Italy's Garante bans Replika from processing Italian users' data

On February 2, 2023, Italy’s data protection authority, the Garante per la protezione dei dati personali, ordered Luka Inc., the US company behind the AI companion app Replika, to stop processing the personal data of Italian users. It was one of the first regulatory actions in the world taken specifically against an AI companion product.

The Garante’s measure cited several problems. As of February 2, 2023, the authority said, the company “had not individuated” any legal basis under the GDPR for the data processing carried out through the app, and its privacy policy was “inadequate under various profiles.” Most pointedly, the regulator found that Replika “did not provide any mechanism to verify users’ age,” either at sign-up or during use, even though the company claimed to exclude minors. The authority described the service as one that lets users “generate” a virtual companion acting as “a confidant, therapist, romantic partner, or mentor,” and warned that such a system could pose particular risks to children and to emotionally vulnerable people.

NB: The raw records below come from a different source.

PR #147, opened 2020-10-20
support setting raft server init options and raft callback in raft_launcher::init()

sheepgrass:
support setting raft server init options and raft callback in raft_launcher::init()

### DIFF
--- a/include/libnuraft/launcher.hxx
+++ b/include/libnuraft/launcher.hxx
@@ -37,6 +37,8 @@ public:
      * @param port_number Port number.
      * @param asio_options ASIO options.
      * @param params Raft parameters.
+     * @param opt Raft server init options.
+     * @param raft_callback Callback function for hooking the operation.
      * @return Raft server instance.
      *         `nullptr` on any errors.
      */
@@ -45,7 +47,9 @@ public:
                           ptr<logger> lg,
                           int port_number,
                           const asio_service::options& asio_options,
-                          const raft_params& params);
+                          const raft_params& params,
+                          const raft_server::init_options opt = raft_server::init_options(),
+                          cb_func::func_type raft_callback = nullptr);
 
     /**
      * Shutdown Raft server and ASIO service.
--- a/include/libnuraft/launcher.hxx
+++ b/include/libnuraft/launcher.hxx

The case did not end with the 2023 block. In May 2025 the Garante imposed a 5 million euro fine on Luka over the same conduct and opened a further investigation into the entire lifecycle of the generative-AI model behind the service, including its training data and risk assessments.

Why business readers should care: the Replika action showed that companion AI sits squarely inside existing privacy law, and that “we exclude minors” is not a defense without an actual age-verification mechanism. The same grounds the Garante used against Replika - legal basis, transparency, and protection of minors - became recurring themes as regulators turned to consumer chatbots that build intimate relationships with their users.